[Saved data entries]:

□ □ □ □ □

PR #4, opened 2017-02-15
Big refactor - split hokusai/__init__.py into separate files

izakp:
`hokusai/__init__.py` was getting too large - split into individual files in `hokusai/commands/` and refactored imports to be explicit


izakp:
Also drop `add_secret` command and replace with `hokusai secrets pull` / `hokusai secrets push` - pulls secrets from the server and writes yml out to `hokusai` directory, allowing for local editing.  `push` then uploads it to the server.

Add `config` command that functions in this way as well.

hokusai/commands/__init__.py
```diff
@@ -0,0 +1,14 @@
...
+from hokusai.commands.deploy import deploy
+from hokusai.commands.development import development
+from hokusai.commands.images import images
+from hokusai.commands.init import init
+from hokusai.commands.pull import pull
+from hokusai.commands.push import push
+from hokusai.commands.run import run
+from hokusai.commands.secrets import pull_secrets, push_secrets
+from hokusai.commands.stack import stack_up, stack_down, stack_status
+from hokusai.commands.test import test
```
cavvia: much nicer logical organisation

hokusai/commands/check.py
```diff
@@ -0,0 +1,140 @@
...
+import urllib
+import shutil
+import getpass
+from distutils.dir_util import mkpath
+
+from subprocess import check_output, CalledProcessError, STDOUT
+
+from hokusai.common import print_red, print_green
+
+def check(interactive):
```
cavvia: huge function - as this is an interactive cli process, i'm not sure how easy it is to break out helpers or more sub functions but worth thinking about. e.g. you have AWS, kubectl and docker installation steps below, could be broken out potentially.

hokusai/commands/check.py
```diff
@@ -0,0 +1,140 @@
...
+                             % (kubectl_version, platform), os.path.join('/tmp', 'kubectl'))
+          os.chmod(os.path.join('/tmp', 'kubectl'), 0755)
+          shutil.move(os.path.join('/tmp', 'kubectl'), os.path.join(install_to, 'kubectl'))
+          mkpath(os.path.join(os.environ.get('HOME'), '.kube'))
+          print_green("kubectl installed")
+          print_green("Now install your organization's kubectl config to ~/.kube/config")
+        except Exception, e:
+          print_red("Installing kubectl failed with error %s" % e.message)
+
+  if os.path.isfile(os.path.join(os.environ.get('HOME'), '.kube', 'config')):
```
cavvia: lots of repetition in the following if else clauses which could be designed out, e.g. by iterating over an array of file paths and checking each in turn.

hokusai/commands/config.py
```diff
@@ -0,0 +1,74 @@
...
+    print_red("Failed to pull configmap hokusai/%s-config.yml" % context)
+    return -1
+
+  print_green("Pulled configmap hokusai/%s-config.yml" % context)
+  return 0
+
+def push_config(context):
+  HokusaiConfig().check()
+
+  if not os.path.isfile(os.path.join(os.getcwd(), 'hokusai', "%s-config.yml" % context)):
```
cavvia: you could do with a helper for this general pattern, e.g. a file checking function that takes a relative path. used in the last command too.

hokusai/commands/config.py
```diff
@@ -0,0 +1,74 @@
+import os
+
+from collections import OrderedDict
+from subprocess import check_output, CalledProcessError, STDOUT
+import yaml
+
+from hokusai.config import HokusaiConfig
+from hokusai.common import print_red, print_green
+
+def pull_config(context):
```
cavvia: Inline comments describing the command and args would be useful to devs looking at the code. Though obviously the comments are all compiled in `bin/hokusai` to be accessed by users of the tool, inline would be good for contributing devs.

hokusai/commands/init.py
```diff
@@ -0,0 +1,169 @@
...
+
+from jinja2 import Environment, PackageLoader
+env = Environment(loader=PackageLoader('hokusai', 'templates'))
+
+from hokusai.config import HokusaiConfig
+from hokusai.common import print_green, build_service, build_deployment, YAML_HEADER
+
+def init(project_name, aws_account_id, aws_ecr_region, framework, base_image,
+          run_command, development_command, test_command, port, target_port,
+            with_memcached, with_redis, with_mongo, with_postgres):
```
cavvia: monster of a function signature! this command could probably benefit from some state, though i'm aware 'click' encourages this more functional approach.

hokusai/commands/config.py
izakp: 👍

hokusai/commands/init.py
izakp: Right - the init command still bothers me.  It could me made interactive as it's only meant to be run when adding hokusai to a project?

hokusai/commands/check.py
izakp: Agreed

cavvia:
Extracting all the commands out makes this a lot more approachable from the pov of a contributing dev or anyone wanting to inspect the internals of a given command. :+1:

hokusai/commands/config.py
izakp: Yea [docstrings](https://www.python.org/dev/peps/pep-0257/) would be a good addition

hokusai/commands/secrets.py
```diff
@@ -0,0 +1,76 @@
...
+
+import yaml
+
+from hokusai.config import HokusaiConfig
+from hokusai.common import print_red, print_green
+
+def pull_secrets(context):
+  config = HokusaiConfig().check()
+
+  try:
```
izakp: Another common pattern which should be extracted into a shared function

izakp:
@bhoggard added options to `console` and `run` commands that will in application config and secrets and inject those key/value pairs as environment variables (defaults to true)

□ □ □ □ □

[WORK TO BE COMPLETED]:
Search the entries for the word "files". Copy each line where it appears.

[TASK RESPONSE]:
Big refactor - split hokusai/__init__.py into separate files
`hokusai/__init__.py` was getting too large - split into individual files in `hokusai/commands/` and refactored imports to be explicit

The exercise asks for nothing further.